PR #1565, opened 2024-10-30
fix: Fix undefined behavior in `sample_motifs(sample = NULL)`

krlmlr:
Closes #1564.

PR #1567, opened 2024-10-31
chore: Adapt handling of optional parameters to interface definition changes in the C core

szhorvat:
This PR contains two changes:

 - General cleanup in the auto-generated code
 - Adapt to changed in this PR on the C side: https://github.com/igraph/igraph/pull/2690

Both PRs should be merged at the same time.

There is some duplicate NULL-check ugliness that is not harmful, but should be cleaned up. I think this needs to be fixed directly in Stimulus. Can you help with this @Antonov548 ?  Example: `(Rf_isNull(weights) ? 0 : (Rf_isNull(weights) ? NULL : &c_weights))`

I'm marking this as draft so it doesn't get accidentally merged before we all agree, but from my side it's good to go.

### DIFF
--- a/R/aaa-auto.R
+++ b/R/aaa-auto.R
@@ -793,7 +793,7 @@ get_k_shortest_paths_impl <- function(graph, from, to, ..., k, weights=NULL, mod
   res
 }
 
-get_widest_path_impl <- function(graph, from, to, weights, mode=c("out", "in", "all", "total")) {
+get_widest_path_impl <- function(graph, from, to, weights=NULL, mode=c("out", "in", "all", "total")) {
   # Argument checks
   ensure_igraph(graph)
   from <- as_igraph_vs(graph, from)
@@ -826,7 +826,7 @@ get_widest_path_impl <- function(graph, from, to, weights, mode=c("out", "in", "
   res
 }
 
-get_widest_paths_impl <- function(graph, from, to=V(graph), weights, mode=c("out", "in", "all", "total")) {
+get_widest_paths_impl <- function(graph, from, to=V(graph), weights=NULL, mode=c("out", "in", "all", "total")) {
   # Argument checks
   ensure_igraph(graph)
   from <- as_igraph_vs(graph, from)
@@ -856,7 +856,7 @@ get_widest_paths_impl <- function(graph, from, to=V(graph), weights, mode=c("out
   res
 }
 
-widest_path_widths_dijkstra_impl <- function(graph, from=V(graph), to=V(graph), weights, mode=c("out", "in", "all", "total")) {
+widest_path_widths_dijkstra_impl <- function(graph, from=V(graph), to=V(graph), weights=NULL, mode=c("out", "in", "all", "total")) {
   # Argument checks
   ensure_igraph(graph)
   from <- as_igraph_vs(graph, from)
@@ -878,7 +878,7 @@ widest_path_widths_dijkstra_impl <- function(graph, from=V(graph), to=V(graph), 
   res
 }
 
-widest_path_widths_floyd_warshall_impl <- function(graph, from=V(graph), to=V(graph), weights, mode=c("out", "in", "all", "total")) {
+widest_path_widths_floyd_warshall_impl <- function(graph, from=V(graph), to=V(graph), weights=NULL, mode=c("out", "in", "all", "total")) {
   # Argument checks
   ensure_igraph(graph)
   from <- as_igraph_vs(graph, from)
--- a/tools/stimulus/functions-R.yaml
+++ b/tools/stimulus/functions-R.yaml
@@ -400,12 +400,35 @@ igraph_get_k_shortest_paths:
         edge_paths: epaths
 
 igraph_get_widest_path:
+    PARAMS: |-
+        GRAPH graph,
+        OPTIONAL OUT VERTEX_INDICES vertices, OPTIONAL OUT EDGE_INDICES edges,
+        VERTEX from, VERTEX to, EDGEWEIGHTS weights=NULL, NEIMODE mode=OUT
+    DEPS: |-
+        from ON graph, to ON graph, weights ON graph, vertices ON graph, edges ON graph
 
 igraph_get_widest_paths:
+    PARAMS: |-
+        GRAPH graph,
+        OPTIONAL OUT VERTEXSET_LIST vertices, OPTIONAL OUT EDGESET_LIST edges,
+        VERTEX from, VERTEX_SELECTOR to=ALL, EDGEWEIGHTS weights=NULL,
+        NEIMODE mode=OUT, OPTIONAL OUT VECTOR_INT parents,
+        OPTIONAL OUT VECTOR_INT inbound_edges
+    DEPS: |-
+        from ON graph, to ON graph, weights ON graph, vertices ON graph,
+        edges ON graph
 
 igraph_widest_path_widths_dijkstra:
+    PARAMS: |-
+        GRAPH graph, OUT MATRIX res, VERTEX_SELECTOR from=ALL,
+        VERTEX_SELECTOR to=ALL, EDGEWEIGHTS weights=NULL, NEIMODE mode=OUT
+    DEPS: from ON graph, to ON graph, weights ON graph
 
 igraph_widest_path_widths_floyd_warshall:
+    PARAMS: |-
+        GRAPH graph, OUT MATRIX res, VERTEX_SELECTOR from=ALL,
+        VERTEX_SELECTOR to=ALL, EDGEWEIGHTS weights=NULL, NEIMODE mode=OUT
+    DEPS: from ON graph, to ON graph, weights ON graph
 
 igraph_spanner:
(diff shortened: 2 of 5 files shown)


szhorvat:
The CI failures are due to the issue fixed in #1565. I'll rebase this once that PR is merged.

szhorvat:
> There is some duplicate NULL-check ugliness that is not harmful, but should be cleaned up. I think this needs to be fixed directly in Stimulus. Can you help with this @Antonov548 ? Example: `(Rf_isNull(weights) ? 0 : (Rf_isNull(weights) ? NULL : &c_weights))`

I was wrong, this needed to be fixed in the yaml interface file, and is now fixed.

I think this is good to go.

szhorvat:
#1569 shows that tests will pass after merging #1568.

szhorvat:
The C side PR was merged, which means that this also needs to be merged. It is now updated to what is likely to become C/igraph 0.10.14.

I'd like to have this merged soon as it is a blocker for further improvements I want to make.

Thus, merge #1568, then merge this, then ping me.

krlmlr:
CI/CD is failing here, https://github.com/igraph/rigraph/actions/runs/11681694081/job/32527681296?pr=1567#step:9:184 :


```
  Running examples in ‘igraph-Ex.R’ failed
  The error most likely occurred in:
  
  > base::assign(".ptime", proc.time(), pos = "CheckExEnv")
  > ### Name: count_motifs
  > ### Title: Graph motifs
  > ### Aliases: count_motifs
  > 
  > ### ** Examples
  > 
  > g <- sample_pa(100)
  > motifs(g, 3)
   [1]  NA  NA 218  NA  84   0   0   0   0   0   0   0   0   0   0   0
  > count_motifs(g, 3)
  [1] 302
  > sample_motifs(g, 3)
  Error in sample_motifs(g, 3) : 
    At vendor/cigraph/src/misc/motifs.c:604 : The number of vertices to use as a sample for motif count estimation must be at least one, got 0. Invalid value
  Execution halted
```

Haven't looked closer, but is this anticipated?

szhorvat:
As I said, that's fixed in #1568.

krlmlr:
I stacked and will review later today.

R/aaa-auto.R
```diff
@@ -826,7 +826,7 @@ get_widest_path_impl <- function(graph, from, to, weights=NULL, mode=c("out", "i
   res
 }
 
-get_widest_paths_impl <- function(graph, from, to=V(graph), weights=NULL, mode=c("out", "in", "all", "total")) {
+get_widest_paths_impl <- function(graph, from, to=V(graph), weights, mode=c("out", "in", "all", "total")) {
```
krlmlr, line 829: The `weights=NULL` seems useful, let's keep it.

tools/stimulus/functions-R.yaml
```diff
@@ -572,7 +572,7 @@ igraph_hub_and_authority_scores:
     # in the argument list.
     DEPS: weights ON graph, hub ON graph V(graph), authority ON graph V(graph)
     PARAMS: GRAPH graph, OUT VERTEX_QTY hub, OUT VERTEX_QTY authority,
-        OUT REAL value, BOOLEAN scale=True, EDGEWEIGHTS weights=NULL,
+        OUT REAL value, BOOLEAN scale=True, OPTIONAL EDGEWEIGHTS weights,
```
krlmlr, line 575: Let's keep:

```suggestion
        OUT REAL value, BOOLEAN scale=True, OPTIONAL EDGEWEIGHTS weights=NULL,
```

szhorvat:
C core now updated to the very latest. This is basically at the 0.10.15 C release.

krlmlr (commented):
I'll split this PR. Do I understand correctly that the CRAN failure is fixed with #1568 and that this could wait until after the CRAN release?

R/aaa-auto.R
szhorvat: I'm going to have to check out today, but in brief:

 - This function _requires_ weights, passing `NULL` in C is not valid.
 - Because there's a high risk that people will pass `NULL`, the C function does check for it, and reports a nice error (instead of crashing).
 - In R, the default _should_ be `NULL` (R's `NULL` this time) because this signifies that weights should be taken from edge attributes. It doesn't mean "use no weights". That's `NA`.
 - This function is _not_ exposed in R at the moment.
 - When it gets exposed, the quick solution to deal with this is what you are doing here: override the interface definition in R and add that `=NULL`. This shouldn't be done in C, only in R. But a nicer solution would be to patch Stimulus to treat `weights` specially, for multiple reasons, including this one. Then it would know that R needs the default of `NULL` even when this is not an optional parameter in C.

tools/stimulus/functions-R.yaml
szhorvat: I think you should not re-add `OPTIONAL`, only `NULL`. At this moment, it won't make a difference.

szhorvat: Fixed in last commit.

szhorvat:
> I'll split this PR. Do I understand correctly that the CRAN failure is fixed with #1568 and that this could wait until after the CRAN release?

Somehow I missed this comment.

Yes, this is correct.

I still suggest including this in the release, since it's not possible to pick up the latest C core fixes without it.

krlmlr:
There now is a route towards merging this and the other open PRs.

For branches that start with `each-`, each commit is checked with CI/CD. This is important to me to support `git bisect` in case we need to later figure out if a regression happened: this really only works when each intermediate commit can be built and tested. While we *could* squash-merge this PR "as is", it's still too big for my taste.

I have started a branch with the next 20 commits: https://github.com/igraph/rigraph/compare/each-vendor . The proposed process is now:

- find the first commit where the checks fail
- port what's necessary (and only that) from this PR to the branch
- rebase-interactive to combine that change with the vendoring
- force-push, rinse and repeat

Once we're on par with the C core, I'll implement a process that vendors commits as they come, one by one.

CC @maelle @schochastics .

krlmlr:
Making progress, already using two commits from this PR by necessity: https://github.com/igraph/rigraph/compare/main...refs/heads/each-vendor .

krlmlr:
We're almost on par with the current C core, a little glitch with the plfit update: https://github.com/igraph/igraph/commit/2cdc20a37fe048143ac54a3fa8288bb017402e7c#r150944398 .

Do we plan a v0.10.16 release for the C core?

szhorvat:
> Do we plan a v0.10.16 release for the C core?

I would like to ask for one soon, after handling a couple of C core PRs, but it's @ntamas who makes the relesaes.

krlmlr:
I now expect all intermediate commits of https://github.com/igraph/rigraph/compare/each-vendor to be green. Also, igraph 2.1.3 is on CRAN.

@szhorvat: would you like to rebase this branch on `each-vendor` ? A variant of the latter will soon land in the mainline (commit by commit).

szhorvat:
@krlmlr I need some help. Is `sources.mk` generated, and if yes, how?

Antonov548:
> @krlmlr I need some help. Is `sources.mk` generated, and if yes, how?

Yes, it's generated. There is step in `Makefile-cigraph`. You can use `rconfigure.py` python script in root which generates `sources.mk`.

szhorvat:
@krlmlr The rebase is done, and the target branch in GitHub is changed. I hope I didn't mess up anything.

szhorvat:
Why are tests not running if the target branch is not `main`?

krlmlr:
Good question. I only rarely use stacked PRs like this. We can retarget after applying the vendoring branch. Do the tests work for you locally?

szhorvat:
Yes, `devtools::test()` pass.

I still have some trouble running the full check, including examples, in the same way as on CI, so I can't quite try that yet.

krlmlr:
Thanks, this seems good enough for now.

krlmlr:
The mainline is now in sync with igraph/C.

With the new history, are there now commits that you would group together?

Ideally, the tests should be representative of the health of the code -- no need to run examples etc. typically.

krlmlr:
I can't find the UI to retarget the PR, this is now good to go to the main branch.

szhorvat:
I did the retargeting just now.

szhorvat:
> With the new history, are there now commits that you would group together?

I'm sorry about this being such a mess. 

I'm thinking the whole thing might as well be squashed, as there's little value in keeping these commits separate. The changes I was making are not independent. E.g. removing some of these null checks is only possible if we use `OPTIONAL` instead of `=NULL`.

krlmlr:
Thanks, great! This PR is really nice now.

My goal is to have the mainline bisect-able -- each intermediate commit should pass checks. In case we later see that this commit has created a regression, we can still split it. The PR would now be splittable, but much less so when it was intermingled with all the changes in the C core. There's no need to invest up front. The only reason to do so is to learn more about the changes now, I trust you there.

New changes in the C core should now also be imported automatically, commit by commit. I'll see to that. And we have a way to deal with a backlog of changes, just like that we had before today. We're in good shape!

PR #1568, opened 2024-10-31
fix: fix the incorrect handling of the `sample` parameter in `sample_motifs()` and ensure that the default `sample.size` is integer

szhorvat:
@krlmlr Please use this fix instead of the one in #1565, which doesn't seem correct. This also fixes a bad default value for the `sample.size` parameter. Recent igraph errors for non-integer values.

### DIFF
--- a/R/motifs.R
+++ b/R/motifs.R
@@ -201,6 +201,7 @@ count_motifs <- function(graph, size = 3, cut.prob = rep(0, size)) {
 #'   of the motif (the `size` argument). By default no cuts are made.
 #' @param sample.size The number of vertices to use as a starting point for
 #'   finding motifs. Only used if the `sample` argument is `NULL`.
+#'   The default is `ceiling(vcount(graph) / 10)` .
 #' @param sample If not `NULL` then it specifies the vertices to use as a
 #'   starting point for finding motifs.
 #' @return A numeric scalar, an estimate for the total number of motifs in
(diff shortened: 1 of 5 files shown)


tests/testthat/test-motifs.R
```diff
@@ -44,3 +44,19 @@ test_that("motif finding works", {
...
   expect_equal(m5 / m, c(NA, NA, 0.439985332979302, NA, 0.440288166730411, 0.346938775510204, 0.44159753136382, 0.452054794520548, NaN, 0.323076923076923, NaN, 0.347826086956522, NaN, NaN, NaN, NaN))
 })
+
+test_that("sample_motifs works", {
+  withr::local_seed(20041103)
+
+  g <- make_graph(~ A-B-C-A-D-E-F-D-C-F)
+  n <- vcount(g)
+
+  mc <- sample_motifs(g)
```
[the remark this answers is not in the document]
szhorvat: `motif_count`

krlmlr:
Thanks!

R/motifs.R
```diff
@@ -215,8 +216,13 @@ count_motifs <- function(graph, size = 3, cut.prob = rep(0, size)) {
 #' motifs(g, 3)
 #' count_motifs(g, 3)
 #' sample_motifs(g, 3)
-sample_motifs <- function(graph, size = 3, cut.prob = rep(0, size),
-                          sample.size = vcount(graph) / 10, sample = NULL) {
+sample_motifs <- function(
+  graph,
+  size = 3,
+  cut.prob = rep(0, size),
+  sample.size = NULL,
```
szhorvat, line 223: I'm a bit uncomfortable about the default being hidden behind `NULL`, as the value is actually very relevant during usage, and this default value is completely arbitrary.

IMO the ideal solution would be to force users to provide either `sample.size` or `sample` explicitly instead of relying on the default. However, that is a breaking change not suitable for this release.

szhorvat:
The CI failure is related to rgl. I think Aviator should be overridden and this should be merged.

Either there's a real memory leak in rgl (in which case this should be reported to them, but it's too much work to create a minimal example right now), or it's a LeakSanitizer false positive (in which case we need to add a suppression, which is also annoying and time consuming).

R/motifs.R
maelle: could you please open an issue for this?

krlmlr: Actually, the rationale is documented, the defaults are documented, and this will end up having a very low priority for a long time.

https://design.tidyverse.org/defaults-short-and-sweet.html#null-default

krlmlr: We can change the interface to make arguments required, even in a lifecycle-friendly way. I think I misread this as a request to put back the inline default.

We could start with a message that is shown if the argument is omitted but would have been relevant.

PR #1574, opened 2024-11-07
refactor: adapt to cut.prob's new handling of NULL in the C core (sim…

### LINKED ISSUE #1570: Change default value `cut.prob` to `NULL` in motif finding functions
The default value for the `cut.prob` parameter of motif finding functions should have a default value of `NULL` instead of `rep(0, size)`. The documentation should be changed to say that `NULL` indicates that "no cuts are made".

This does not change behaviour. It makes use of a corresponding change in the C core (https://github.com/igraph/igraph/issues/2555) and simplifies things in the long term.

Can you have a look at this @maelle, since you are doing cleanup refactoring anyway?

maelle:
…pler default for the R interface)

Fix  #1570

Work needed in the tests.


maelle:
@szhorvat does this need a new version of the C sources?

``` r
withr::local_seed(123)

b <- igraph::sample_gnp(10000, 4 / 10000, directed = TRUE)
igraph::sample_motifs(b, 3)
#> Error in igraph::sample_motifs(b, 3): At vendor/cigraph/src/misc/motifs.c:569 : Cut probability vector size (0) must agree with motif size (3). Invalid value
```

<sup>Created on 2024-11-07 with [reprex v2.1.0](https://reprex.tidyverse.org)</sup>

maelle:
mmh this does not work at all currently.

maelle:
@szhorvat actually, I think things are fine. What do you think of the tests https://github.com/igraph/rigraph/blob/30518c2fa2705567202993171761c195a77a349f/tests/testthat/test-motifs.R#L1?

They're failing for small differences. Furthermore they do not make any sense to me, why are we testing for the value of the divisions?

```
── Failure ('test-motifs.R:11:3'): motif finding works ─────────────────────────
c(mno0/mno, mno1/mno, mno2/mno) (`actual`) not equal to c(0.654821903845065, 0.666289144345659, 0.668393831285275) (`expected`).

  `actual`: 0.67454 0.66614 0.66597
`expected`: 0.65482 0.66629 0.66839
```

szhorvat:
I'm really tired today ... could you please help me by showing me a specific before/after example that changes output?  Passing `c(0,0,0)` vs `NULL` should NOT change anything.

But as I'm writing this, I think I'm starting to remember what's going on:

I think passing `c(0,0,0)` vs `NULL` will cause some RNG calls to be omitted. This means that _later_ calls that use different values than `c(0,0,0)`, and therefore return stochastic results, should indeed be affected. And yes, this is not a bug, don't worry.

szhorvat:
Yes, this is certainly what's going on.  If you pass `NULL` or `c(0,0,0,...)`, the result will be the exactly same. But the RNG state will be mutated differently, which means that any subsequent uses of the RNG are affected.

The results are approximately the same and everything is fine.

Adding a tolerance won't work very well here because the noise in the results is still quite high and will continue to be high unless we use large enough graphs and small enough cut probabilities that the computation time becomes too long for a test.

szhorvat:
> Furthermore they do not make any sense to me, why are we testing for the value of the divisions?

The interface is not very nice, unfortunately, but improvements are for a later version and for the C core.

If we give cut probabilities $p_1, p_2, \dots$, then only a fraction of the motifs will be sampled. This fraction is $\prod_i (1-p_i)$. This is the value you should see in the ratio of the counts obtained with a non-zero cut probability and the full counts (with no cuts). Since _some_ motifs are rare, some entries in the result vector will fluctuate wildly.

So, if you give `c(1/3, 0, 0)`, then the ratios should all be about $1-1/3 \approx 0.66$.

szhorvat (approved):

R/motifs.R
```diff
@@ -215,22 +229,30 @@ count_motifs <- function(graph, size = 3, cut.prob = rep(0, size)) {
...
+      R_igraph_motifs_randesu_estimate, graph, as.numeric(size),
+      cut.prob, as.numeric(sample.size), as.numeric(sample)
+    )
+  } else {
+    .Call(
+      R_igraph_motifs_randesu_estimate, graph, as.numeric(size),
+      as.numeric(cut.prob), as.numeric(sample.size), as.numeric(sample)
+    )
+
+  }
```
szhorvat, line 255: Instead of putting the call in a conditional, update the value of `cut.prob` in a conditional, and keep a single call to the C function.

szhorvat:
When you resolve conflicts, be sure that you don't accidentally re-add `as.numeric` to `sample`.

maelle:
I'll make a new PR, thank you!!

R/motifs.R
```diff
@@ -242,10 +250,14 @@ sample_motifs <- function(
   }
 
   on.exit(.Call(R_igraph_finalizer))
+  if (!is.null(cut.prob)) {
+    cut.prob <- as.numeric(cut.prob)
+  }
   .Call(
     R_igraph_motifs_randesu_estimate, graph, as.numeric(size),
-    as.numeric(cut.prob), as.numeric(sample.size), sample
+    cut.prob, as.numeric(sample.size), as.numeric(sample)
```
maelle, line 258: did we want the `as.numeric(sample)` here @szhorvat?

maelle:
@szhorvat would you mind re-reviewing? thank you!

maelle:
there's a second PR which I had forgotten

PR #1577, opened 2024-11-07
chore: Add checks to generated code

krlmlr:


krlmlr:
@szhorvat: Have you seen this error before? Do you think this can be patched in a minimal way?

```
REAL() can only be applied to a 'numeric', not a 'NULL'
```

https://github.com/igraph/rigraph/actions/runs/11724389703/job/32658211635?pr=1577#step:7:41

szhorvat:
This PR is broken out of #1567. The tests of #1567 pass. Why don't you just merge #1567 instead of trying to separate this out?

As I remember, removing the `is.null` checks is only valid if `OPTIONAL foo` was used, but not if `foo=NULL` was used. With `OPTIONAL`, Stimulus will generate the `is.null` checks by itself.

krlmlr:
Merging smaller PRs simplifies the review and gives greater confidence. I think we want to strive for a looser coupling between the C library and the R package to allow for more independent development of the two.

szhorvat:
I don't think it's a good use of time, but if you want to decouple this into pieces, here's what I think can be done:

 - Adding all the `IGRAPH_R_CHECK` is independent of the interface update and can come first
 - Next comes updating the C core, which brings all the OPTIONAL instead of =NULL. This will cause a lot of duplicated/nested `is.null` checks.
 - Finally, you can remove the `is.null` checks from the yaml file.

Doing it in this clean and nice order wasn't realistic for me, as I kept discovering more and more issues while working on the codebase.

maelle:
Only not draft PR without the hackathon label, so I'm putting it on the agenda :smile_cat:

- [Your goal]:
Wherever the word "draft" appears in the entries above, copy that whole line.

- [Response to this task]:
I'm marking this as draft so it doesn't get accidentally merged before we all agree, but from my side it's good to go.
Only not draft PR without the hackathon label, so I'm putting it on the agenda :smile_cat:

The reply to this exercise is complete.